Anyways the longer we talked the more I found out about them I told them that I couldn't guarantee mine not to be animal aggressive or have prey drive, and then I explained why. I found out they had other dogs and cats and horses and that they wanted this pup to interract sociably with all of the above. I told them that it would be a gamble. It might work with one of my pups but on the other hand it might not. I told them that sometimes the DA or AA, (animal aggresion) doesn't show for 9-24 months. I also said some dogs live in perfect harmony but there was no guarantee. I told them, (MY OPINION) these were not dogs for dog parks and petsmart, and they wanted a dog that they could do this with. I said it may work but then again it may not. In the end the guy thanked me and told me that he was glad to have learned this now and not later as he gets very attached to his dogs and would hate to find this out later. He said he was just going to get another breed and I told him I was glad. I would much rather tell him now than for him to find out the hard way later. I told him that he could get a pup from us and it be the best family dog and animal friendly dog he ever owned, but on the other hand it might be a dog that could not interact with his chickens, ducks, dogs and cats. 

So he shook my hand, I shook his, he told me what had some beautiful dogs, I thanked him and we both left happy. This breeds just not for everyone.


----------



## wheezie

to bad there are not more breeders like you!!!!!!!!!!!!!!!!!


----------



## Sadie

You did the right thing Andy it's good to know we have some honorable breeder's left in the world. You should be very proud which I am sure you are.


----------



## OldFortKennels

I want people to get a dog from me and be happy about it, then they tell others.

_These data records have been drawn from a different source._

PR #1469, opened 2016-09-24
Remove is_default Boolean from prices (rebased)

mamhoff:
This boolean is either a very bare-bones version of `acts_as_paranoid` or
a very bare-bones version of `papertrail`. However: It's really badly named,
as `is_default` is not something I understand very well at all. It probably means
"the price to be used in the backend and mostly in the frontend too".

We can accomplish the same behavior by simply using an `order` clause in
the `currently_valid` scope on prices.

This PR is #1182 rebased.

### DIFF
--- a/CHANGELOG.md
+++ b/CHANGELOG.md
@@ -1,5 +1,11 @@
 ## Solidus 2.1.0 (master, unreleased)
 
+*   Remove `is_default` boolean from `Spree::Price` model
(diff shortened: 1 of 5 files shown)


jordan-brough:
Seems reasonable but the specs are unhappy.

jhawthorn:
:+1:

PR #1474, opened 2016-09-27
Fix for repair adjustments code

jordan-brough:
Fix for Adjustment#repair_adjustments_associations_on_create

When the item gets deleted before after_commit runs.

I ran into this while working on some changes where some tax
adjustments would get created and destroyed in the same transaction.

Also add specs for this code.
See individual commits.

Is this worth adding to the 2.0 & 1.4 branches as well?

### DIFF
--- a/core/app/models/spree/adjustment.rb
+++ b/core/app/models/spree/adjustment.rb
@@ -184,7 +184,7 @@ module Spree
     end
 
     def repair_adjustments_associations_on_create
-      if adjustable.adjustments.loaded? && !adjustable.adjustments.include?(self)
+      if adjustable.adjustments.loaded? && !adjustable.adjustments.include?(self) && Spree::Adjustment.exists?(id)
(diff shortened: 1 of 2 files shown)


mamhoff:
Whether this should be on the 1.4 and 2.0 branches is a decision I'd like to leave up to @jhawthorn.

jordan-brough:
Thanks @cbrunsdon @mamhoff.

@jhawthorn mentioned offline that it might be nice to avoid the query using `destroyed?` so I've pushed a commit doing that.

@jhawthorn was also going to look at another way of attacking this problem that might allow using `after_save` instead of `after_commit`.  @jhawthorn do you want to do that in this PR or separately?

jordan-brough:
Note about 1.4:  My specs don't work for 1.4 unfortunately :( since after_commit doesn't work correctly in specs in Rails <= 4.  See [this readme](https://github.com/grosser/test_after_commit).

jordan-brough:
@jhawthorn merging this for now so that I can rebase https://github.com/solidusio/solidus/issues/1479 against master.  I assume you'll open another PR if you get the other method working.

I dont want people to get a dog from me and not be happy because its not what they thought it would be, then they tell others!!


----------



## wheezie

it seems like a dog with high drive for these people would be a big liability waiting to happen


----------



## Sadie

Well if it my input matters any on this last breeding ... I am damn happy about ember she is a great dog for a lot of reasons .. I think you did an excellent job and I am a pig happy in sh*t over having her lmfao


----------



## bullybabe

You are a very wise man.


----------



## Trapboi103

Very good move!!!:clap:


----------



## bahamutt99

Credit goes to both sides in this scenario. It's good to see people who can be honest about the breed and its shortcomings. And at the same time, its good to see a potential owner opening their mind to the idea that their previous notions might be wrong. Nice.


----------



## buzhunter

This thread ought to be a sticky. Good save Andy.


----------



## los44

that was a great thing you did! i dont think people understand how much drive and energy/aggression a working/gamebred dog can have. i had a apbt named tess when i was younger that chewed her way through a wooden door. she put me through hell, she was so destructive, but i loved her none the less and miss her still.


----------



## scottronics01

:clap: Well done Andy! 


> wheezie to bad there are not more breeders like you!!!!!!!!!!!!!!!!!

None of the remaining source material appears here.